OpenGFW icon indicating copy to clipboard operation
OpenGFW copied to clipboard

Add GeoIP and GeoSite support for expr

Open KujouRinka opened this issue 1 year ago • 18 comments

I add geoip and geosite support:

- name: geosite block bilibili
  action: block
  expr: geosite(string(tls?.req?.sni), "bilibili")

- name: geoip block some ip
  action: block
  expr: geoip(string(ip.dst), "cn")

But I think it's better to make this as a draft, for more things that might have further discussion:

  • Most of files are directly copied from github.com/apernet/hysteria/extras/acl, I think only part of them are used so I decide to remove code that don't be used;
  • I have no idea about could I organize file like this and file naming convention;
  • More geo-like function could be added, such as CIDR support.

KujouRinka avatar Jan 28 '24 14:01 KujouRinka

Here's what I do:

  • Remove most of files but keep v2geo and matchers_v2geo.go;
  • Rename matcher.go to host_matchers.go for I think this is helpful;
  • I only keep compileHostMatcher function from compile.go and move it to geo_matcher.go;
  • Add Mutex to protect field in GeoMatcher, but I think it may be better to use RwLock instead.

So it looks like:

ruleset
    ├── buildins
    │   └── geo
    │       ├── geo_loader.go
    │       ├── geo_matcher.go
    │       ├── host_matchers.go
    │       ├── interface.go
    │       ├── matchers_v2geo.go
    │       └── v2geo/
    ├── expr.go
    └── interface.go

If no further problem, I will continue working on this:

Need a way to expose config options for users to specify local geoip/geosite db files, similar to Hysteria.

But may I ask that it's better to put this option to config.yaml in rules.yaml?

Thanks for your reading.

KujouRinka avatar Jan 29 '24 02:01 KujouRinka

👍 The changes look good but maybe remove compileHostMatcher entirely (extract the code that handles geoip/geosite into separate methods in GeoMatcher). btw "buildins" should be "builtins".

But may I ask that it's better to put this option to config.yaml in rules.yaml?

In config.yaml, perhaps create a new section for ruleset settings as we may have more in the future

tobyxdd avatar Jan 29 '24 03:01 tobyxdd

To specify local geoip/geosite db files:

# config.yaml

# other field ....

geo:
  geoip: geoip.dat
  geosite: geosite.dat

KujouRinka avatar Jan 29 '24 07:01 KujouRinka

Just tested it and can confirm that it works great 💯

I just have one last nitpicking to make - can you make it only download GeoIP/GeoSite db if at least one rule uses these functions? (lazy loading similar to ACL in Hysteria)

We already have AST visitor for analyzer dependency check, so it should be easy to implement

tobyxdd avatar Jan 29 '24 20:01 tobyxdd

I didn't find way to lazily build geosite and geoip by only calling expr.Compile() so I use parser.Parse() and ast.Walk to walk on AST before compile.
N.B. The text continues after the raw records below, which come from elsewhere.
PR #1734, opened 2023-02-25
Configuration & iPhone style fixes for the `options` widget action

### LINKED ISSUE #1210: oh-button actionOptions formatting
When spaces are used following the commas in the list of options for oh-button actionOptions, all but the first option may fail when selected due to embedded spaces in the POSTed data. For example, in "actionOptions: 0=Off, 25=25%, 50=50%, 75=75%, 100=Full" "Off" will succeed while the others will fail. Changing to "actionOptions: 0=Off,25=25%,50=50%,75=75%,100=Full" will work.

The problem is that "split(',')" retains the embedded spaces (https://github.com/openhab/openhab-webui/blob/0bcbd8c8ad81011b37a923f82235b25b3c913ea9/bundles/org.openhab.ui/web/src/components/widgets/widget-actions.js#L82):

`const actionsPromise = new Promise((resolve, reject) => { if (actionCommandOptions && typeof actionCommandOptions === 'string') { resolve(actionCommandOptions.split(',').map((o) => { const parts = o.split('=')`
Adding trim() solves the problem:
`const actionsPromise = new Promise((resolve, reject) => { if (actionCommandOptions && typeof actionCommandOptions === 'string') { resolve(actionCommandOptions.split(',').map((o) => { const parts = o.trim().split('=')`

florian-h05:
- Fixes the style of the actions popup on iPhones in the openHAB iOS app. It did not respect the safe-area-inlets and therefore large action popups possibly placed behing the notch or outside of the display.
- Fixes #1210: trim whitespaces when parsing the `actionOptions` to avoid having whitespaces in commands sent to the server.

### DIFF
--- a/bundles/org.openhab.ui/web/src/css/app.styl
+++ b/bundles/org.openhab.ui/web/src/css/app.styl
@@ -141,13 +141,8 @@ html
      --f7-bars-link-color #ff3b30
 
 // Fix actions-modal/popup is placed behind the notch or outside of the screen on iPhone in openHAB iOS app
-@media (orientation: portrait)
-  .ios .actions-modal
-    max-height: calc(100% - env(safe-area-inset-top, 0px) - env(safe-area-inset-bottom, 0px))
-
-@media (orientation: landscape)
-  .ios .actions-modal
-    max-height: calc(100% - env(safe-area-inset-left, 0px))
+.device-ios .actions-modal
+  max-height: calc(100% - var(--f7-safe-area-top) - var(--f7-safe-area-bottom))
 
 .md .contextual-toolbar
   --f7-theme-color #474747
--- a/bundles/org.openhab.ui/web/src/css/app.styl
+++ b/bundles/org.openhab.ui/web/src/css/app.styl
@@ -140,6 +140,14 @@ html
    .delete
      --f7-bars-link-color #ff3b30
 
+@media (orientation: portrait)
+  .ios .actions-modal
+    max-height: calc(100% - env(safe-area-inset-top, 0px) - env(safe-area-inset-bottom, 0px))
+
+@media (orientation: landscape)
+  .ios .actions-modal
+    max-height: calc(100% - env(safe-area-inset-left, 0px))
+
 .md .contextual-toolbar
   --f7-theme-color #474747
   --f7-bars-bg-color #474747
--- a/bundles/org.openhab.ui/web/src/css/app.styl
+++ b/bundles/org.openhab.ui/web/src/css/app.styl
@@ -140,6 +140,7 @@ html
    .delete
      --f7-bars-link-color #ff3b30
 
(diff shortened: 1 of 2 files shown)


florian-h05:
Here are some screenshots from the openHAB iOS app on iPhone XS:

### Portrait mode:

Before:


After:


### Landscape mode:

Before:


After:

florian-h05:
@ghys Can you please review this PR with some „priority“ Yannick? Should be a fast review, only a few changed lines, and it would be nice to be able to use that actions menu in the iOS app.

bundles/org.openhab.ui/web/src/css/app.styl
```diff
@@ -140,6 +140,15 @@ html
    .delete
      --f7-bars-link-color #ff3b30
 
+// Fix actions-modal/popup is placed behind the notch or outside of the screen on iPhone in openHAB iOS app
+@media (orientation: portrait)
+  .ios .actions-modal
```
ghys, line 145: The class `.ios` denotes the ios _theme_, you probably want this applied for iOS _devices_ regardless of the theme. So that would be `.device-ios` instead.

bundles/org.openhab.ui/web/src/css/app.styl
```diff
@@ -140,6 +140,15 @@ html
...
+    max-height: calc(100% - env(safe-area-inset-top, 0px) - env(safe-area-inset-bottom, 0px))
```
ghys, line 146: There are f7 CSS variables (https://v5.framework7.io/docs/css-variables#app-core) for that: instead of
`env(safe-area-inset-*)`
I would prefer
`var(--f7-safe-area-*)`

bundles/org.openhab.ui/web/src/css/app.styl
```diff
@@ -140,6 +140,15 @@ html
...
+
+@media (orientation: landscape)
+  .ios .actions-modal
+    max-height: calc(100% - env(safe-area-inset-left, 0px))
```
ghys, line 150: Are you sure there's a need for two different implementations for portrait & landscape?
And it doesn't seem right to use the left safe area to configure a height (when you rotate into landscape mode the top/bottom safe areas should automatically reflect the new orientation, see https://webkit.org/blog/7929/designing-websites-for-iphone-x/)

ghys (changes requested):

bundles/org.openhab.ui/web/src/css/app.styl
florian-h05: Thanks for the hint. I've must overread that.

florian-h05:
@ghys I've addressed your review and tested it on my real hardware, looks even better now!

florian-h05:
I just need to rebase to get the CI build working (Karaf upgrade...)

ghys (approved):

PR #1735, opened 2023-02-27
Support configuring Input element for sitemap model

mherwege:
https://github.com/openhab/openhab-core/pull/3398 added an Input element to sitemaps.
A PR for BasicUI to support input elements is in progress (https://github.com/openhab/openhab-webui/pull/1729).


florian-h05 (approved):
LGTM, thanks!

Should I merge now or do you prefer waiting for #1729 to get merged?

mherwege:
Configuring it is already supported in text files, although no UI can use it yet. So I don’t think we have to wait for merging this. I am hopeful BasicUI will support it soon.

ghys:
I'm late here but it might "unbalance" this popup here:
image

Maybe we can remove "List", what do those even do?

florian-h05:
> I'm late to this party but it might "unbalance" this popup here:

It indeed does, but I don't see a problem in this fact.

> Maybe we can remove "List", what do those even do?

Seems like they display a list by splitting the Item state using a user-configured separator.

I also move original expr.Compile() 's argument to depVisitor but I am not sure is this right.

https://github.com/KujouRinka/OpenGFW/blob/c26e04b5a6aa5ee7f4b9405702b873a0c4b4accd/ruleset/expr.go#L104-L123

I think geosite and geoip should differ from Analyzer so I add a function func isBuiltInFunction(name string) bool. If I am wrong please correct me.

KujouRinka avatar Jan 30 '24 03:01 KujouRinka

Is it possible to always provide these functions when calling Compile, but only actually load the geo files when the identifier is seen by the visitor during compilation? I think this works the same, but can keep the code the way it was before

tobyxdd avatar Jan 30 '24 03:01 tobyxdd

I agree with you, but I have a more question that loading geo files may counter with internet error, while ast.Visitor interface doesn't provide us how to return this. I think we should introduce a field in depVisitor for recording.
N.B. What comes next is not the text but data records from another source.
PR #1736, opened 2023-02-27
Improvements for Eclipse provisioned add-ons

wborn:
This improves the UI when working with add-ons that are provisioned using Eclipse.

* Show these add-ons in the "openHAB Distribution" section
* Show in the add-on details when add-ons are provisioned with Eclipse
* Show the add-on documentation and issue links when add-ons are provisioned with Eclipse
* Hide Install/Uninstall buttons when add-ons are provisioned with Eclipse

Related to openhab/openhab-core#3406

### DIFF
--- a/bundles/org.openhab.ui/web/src/assets/addon-store.js
+++ b/bundles/org.openhab.ui/web/src/assets/addon-store.js
@@ -25,6 +25,7 @@ export const Formats = {
   'json_download_url': 'Linked JSON File',
   'jar_download_url': 'Linked JAR file',
   'kar_download_url': 'Linked KAR file',
+  'eclipse': 'Eclipse',
   'karaf': 'Karaf'
 }
 
--- a/bundles/org.openhab.ui/web/src/components/addons/addon-card.vue
+++ b/bundles/org.openhab.ui/web/src/components/addons/addon-card.vue
@@ -5,7 +5,7 @@
         <div>{{ headline || autoHeadline || "&nbsp;" }}</div>
       </div>
       <div class="addon-card-title">
-        <div class="addon-card-title-after">
+        <div v-if="showInstallActions" class="addon-card-title-after">
           <f7-preloader v-if="addon.pending" color="blue" />
           <f7-button v-else-if="addon.installed" class="install-button prevent-active-state-propagation" text="Remove"
                      color="red" round small @click="buttonClicked" />
@@ -146,6 +146,10 @@ export default {
       let docsBranch = 'final'
       if (this.$store.state.runtimeInfo.buildString === 'Release Build') docsBranch = 'final-stable'
       return `https://raw.githubusercontent.com/openhab/openhab-docs/${docsBranch}/images/addons/${this.addon.id.substring(this.addon.id.indexOf('-') + 1)}.png`
+    },
+    showInstallActions () {
+      let splitted = this.addon.uid.split(':')
+      return splitted.length < 2 || splitted[0] !== 'eclipse'
     }
   },
   mounted () {
--- a/bundles/org.openhab.ui/web/src/components/addons/addon-info-table.vue
+++ b/bundles/org.openhab.ui/web/src/components/addons/addon-info-table.vue
@@ -46,7 +46,7 @@ export default {
       let sourceName = 'openHAB Distribution'
       if (source === 'marketplace') {
         sourceName = 'Community Marketplace'
-      } else if (source !== 'karaf') {
+      } else if (source !== 'eclipse' && source !== 'karaf') {
         sourceName = '3rd Party (' + source + ')'
       }
       info.push({
@@ -82,8 +82,12 @@ export default {
         value: ContentTypes[this.addon.contentType] || this.addon.contentType
       })
 
-      let format = Formats.karaf
-      if (source !== 'karaf' && Object.keys(this.addon.properties).length > 0) {
+      let format
+      if (source === 'eclipse') {
+        format = Formats.eclipse
+      } else if (source === 'karaf') {
+        format = Formats.karaf
+      } else if (Object.keys(this.addon.properties).length > 0) {
         for (const property in this.addon.properties) {
           if (Formats[property]) format = Formats[property]
         }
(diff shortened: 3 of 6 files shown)


ghys:
Thanks, LGTM code-wise, but I just have to wonder:

What is the point of adding Eclipse-provided add-ons to an add-on store if it's just for listing them and you can't do anything about them?

wborn:
It helps to see that the add-on is available and it is also used to get to the add-on specific configuration options.

ghys (approved):
Right, thanks!

mvalla:
this is a useful improvement.
However it look like the binding gets duplicated in the "Bindings" view:
bindings

looking into details they appear differently, first one:

1st

while if I click the second one its details remain uncomplete:

2nd

Two versions of the same bindings can also be found when starting a InBox search:

inbox

What shall I look to understand while the same binding being developed in Eclipse gets duplicated?

mvalla:
also it looks like the `eclipse:` instance does not get translated, while the other gets the localization (italian)

wborn:
Works fine for me @mvalla. I do not have any `jar:` based add-on entries when adding that add-on as usual:

settings

choose

mvalla:
ok @wborn thanks for the check.
But then there should be some jar of the same binding poppoing out from somewhere from the IDE environment ... but from where?
I am on Eclipse 2022.03, Windows 10.
Where should I check?

wborn:
The JAR add-ons are provided by the [JarFileAddonService](https://github.com/openhab/openhab-core/blob/850a9239de078a1b52cd489fd56e7ebc59e74d5d/bundles/org.openhab.core.addon/src/main/java/org/openhab/core/addon/internal/JarFileAddonService.java). So you could set a break point in it, or add some more logging to it, to see why it thinks some bundles are relevant. I'm using the same Eclipse version but on Ubuntu.

mvalla:
some more context:
- `JarFileAddonService:addingBundle()`, gets called with the jar built by the Eclipse project of the local openhab-addons repo :
    - `file:/C:/   (...path to...)  /openhab/git/openhab-addons/bundles/org.openhab.binding.openwebnet/target/org.openhab.binding.openwebnet-4.0.0-SNAPSHOT.jar`
- only one openwebnet biding is present when calling `lb` on Apache Felix:
```
Module               osgi.identity; osgi.identity="org.openhab.binding.openwebnet"; type="osgi.bundle"; version:Version="4.0.0.202303261754" [id=168]
Location             file:/C:/ (...path to...)  /openhab/git/openhab-addons/bundles/org.openhab.binding.openwebnet/target/org.openhab.binding.openwebnet-4.0.0-SNAPSHOT.jar
State                32
Version              4.0.0.202303261754
Bundle                 168|Active     |    1|org.openhab.binding.openwebnet (4.0.0.202303261754)
LastModified         1679853615547
Headers              [Service-Component=OSGI-INF/org.openhab.binding.openwebnet.internal.OpenWebNetHandlerFactory.xml,OSGI-INF/org.openhab.binding.openwebnet.internal.discovery.BusGatewayUpnpDiscovery.xml,OSGI-INF/org.openhab.binding.openwebnet.internal.discovery.UsbGatewayDiscoveryService.xml, Bundle-License="Eclipse Public License 2.0";link="https://www.eclipse.org/legal/epl-2.0/", 
[....] 
Automatic-Module-Name=org.openhab.binding.openwebnet, Bundle-ManifestVersion=2, Bundle-SymbolicName=org.openhab.binding.openwebnet, Bundle-Version=4.0.0.202303261754, Bundle-Developers=openhab;email="info@openhab.org";name=openHAB;organization=openHAB;organizationUrl="https://www.openHAB.org", Built-By=mvalla, Require-Capability=osgi.service;filter:="(objectClass=org.openhab.core.io.transport.serial.SerialPortManager)";effective:=active,osgi.extender;filter:="(&(osgi.extender=osgi.component)(version>=1.5.0)(!(version>=2.0.0)))",osgi.ee;filter:="(&(osgi.ee=JavaSE)(version=17))", Tool=Bnd-6.4.0.202211291949]
BundleContext        org.eclipse.osgi.internal.framework.BundleContextImpl@1c4053aa
SymbolicName         org.openhab.binding.openwebnet
BundleId             168
ServicesInUse        [ThingTypeRegistry, ConfigDescriptionRegistry, SerialPortManager]
RegisteredServices   [ThingHandlerFactory, UpnpDiscoveryParticipant, ConfigStatusProvider, DiscoveryService, DiscoveryService]
```
- if i call `http://localhost:8080/rest/addons` i get:
```
{
    "uid": "jar:binding-openwebnet",
    "id": "openwebnet",
    "label": "Binding OpenWebNet (BTicino/Legrand)",
    "version": "4.0.0.202303261754",
    "compatible": true,
[....]   
  }
```
- I am develping in Eclipse the openwebnet addon which is alreay part of the official disitribution. Is this case taken into consideration when adding the Eclipse Add-on Service?
 It looks like in this case the addon is already present as jar and the REST/UI shows it (under "Other Add-ons" section) , while the Eclipse Add-on Service provides another view but at the end it's the same addon. 
Maybe the "Other Add-ons" section in this case should be removed? I think these caseas are possibile: 
    1. developing in Eclipse an addon which is not official yet
    1. developing in Eclipse an addon which is already part of the official distribution (my case)
    1. provisioned via Eclipse an addon which is already part of the official distribution

mvalla:
the same duplication problem occurs if I provision via Eclipse an official addon for which I do not have a project configured in Eclipse, for example Hue Binding:

hue

wborn:
> Location             file:/C:/ (...path to...)  /openhab/git/openhab-addons/bundles/org.openhab.binding.openwebnet/target/org.openhab.binding.openwebnet-4.0.0-SNAPSHOT.jar

I have a different bundle location which explains why I don't see these jar add-ons:

`reference:file:/home/wouter/git/openhab/openhab-addons/bundles/org.openhab.binding.openwebnet/target/org.openhab.binding.openwebnet-4.0.0-SNAPSHOT.jar`

wborn:
Perhaps it doesn't use these reference locations on Windows because it doesn't work well, see:

https://bnd.bndtools.org/chapters/300-launching.html

>Windows and reference URLs do not work well because Windows keeps files locked.

mvalla:
In any case the view of the jar add on instance is broken, while the Eclipse one has documentation and is well rendered so the latter is the only one to be shown in UI.

But why the Eclipse add-on Service addons do not show up in the lb command and in the /rest/addons call? If this was the case then UI could choose the Eclipse one in case of same addon id…
Should I open an issue?
Which repo?

wborn:
You can create an issue for it in openhab-core which has the code of all add-on services.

KujouRinka avatar Jan 30 '24 05:01 KujouRinka

Yes, feel free to modify depVisitor as you need.

tobyxdd avatar Jan 30 '24 05:01 tobyxdd

Or maybe just keep depVisitor a visitor (only record identifiers) and do the loading in the outer compile function?
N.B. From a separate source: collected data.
PR #1739, opened 2023-02-28
Scene editor: Fix triggers/conditions & Remove enable/disable and status

florian-h05:
This:

- Fixes an issue where adding triggers and conditions to scenes using the YAML code tab was not possible (reported in https://github.com/openhab/openhab-webui/pull/1662#issuecomment-1435019).
- Fixes an issue where `null` was entered as triggers or conditions and saving the scene failed.
- Fixes SSE event subscription for rule status inside scene editor.
- Removes the disable and enable actions from the scene the scenes list as there are no status badges.

### DIFF
--- a/bundles/org.openhab.ui/web/src/pages/settings/rules/rules-list.vue
+++ b/bundles/org.openhab.ui/web/src/pages/settings/rules/rules-list.vue
@@ -21,10 +21,10 @@
       <f7-link color="red" v-show="selectedItems.length" v-if="!$theme.md" class="delete" icon-ios="f7:trash" icon-aurora="f7:trash" @click="removeSelected">
         Remove {{ selectedItems.length }}
       </f7-link>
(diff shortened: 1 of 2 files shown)


ghys:
>    Removes the disable and enable actions from the scene editor and the scenes list.
>    Removes the rule status from the scene editor.

> Two words about the removals of enable/disable and the rule status: these were not working due to missing SSE update subscription, and as scenes are stateless they aren't needed.

I'll have to disagree here, I'm not in favor of withholding information or crippling functionality that exists. Scenes are still rules. Suppose you found a way to disable a scene (for example with the API explorer or from a rule) or it's in error somehow,  you will have a hard time understanding what's going on or re-enabling it. Besides I think it's valuable to be able to disable a scene if for one reason or another you don't want it to run, including manually (with a button) or from another rule.

florian-h05:
Okay, I understand your points. I will revert the removals and instead fix the SSE updates.

florian-h05:
@ghys 
I reverted the removal of the rule status and enabled/disable actions and fixed SSE inside scene editor.
I decided to keep enable/disabled removed from scenes list, as there is no status badge which displays the state.

From my side this is finished now.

tobyxdd avatar Jan 30 '24 05:01 tobyxdd

I rebase it from 1eb52f7 for making change clear.

KujouRinka avatar Jan 30 '24 05:01 KujouRinka

Or maybe just keep depVisitor a visitor (only record identifiers) and do the loading in the outer compile function?

You mean mark whether geosite and geoip is needed in depVisitor, then after compile function to decide whether to load? I think this is better, for we have no need to record geo.GeoMatcher in depVisitor. Just regard it as "only record identifiers" you mentioned. 😊

KujouRinka avatar Jan 30 '24 05:01 KujouRinka

Yes, maybe depVisitor can have a Functions similar to Analyzers

tobyxdd avatar Jan 30 '24 05:01 tobyxdd

I introduce UseGeoSite and UseGeoIp to depVisitor to mark this.

KujouRinka avatar Jan 30 '24 05:01 KujouRinka

I think I should rebase these commits from first commit of this PR right?

KujouRinka avatar Jan 30 '24 11:01 KujouRinka

I think I should rebase these commits from first commit of this PR right?

What do you mean

tobyxdd avatar Jan 30 '24 17:01 tobyxdd

I think these commits are a bit messy, so before merging, maybe I need to use "git rebase" to merge all commits into one.

KujouRinka avatar Jan 30 '24 23:01 KujouRinka

That's fine, we can use squash merge.

tobyxdd avatar Jan 31 '24 00:01 tobyxdd

I think this draft is about to be completed so I convert it to a PR. If have any problem, please feel free to call me. ❤️

KujouRinka avatar Jan 31 '24 00:01 KujouRinka

Thanks again for the effort. I plan to release v0.0.5 with this & WireGuard analyzer

tobyxdd avatar Jan 31 '24 01:01 tobyxdd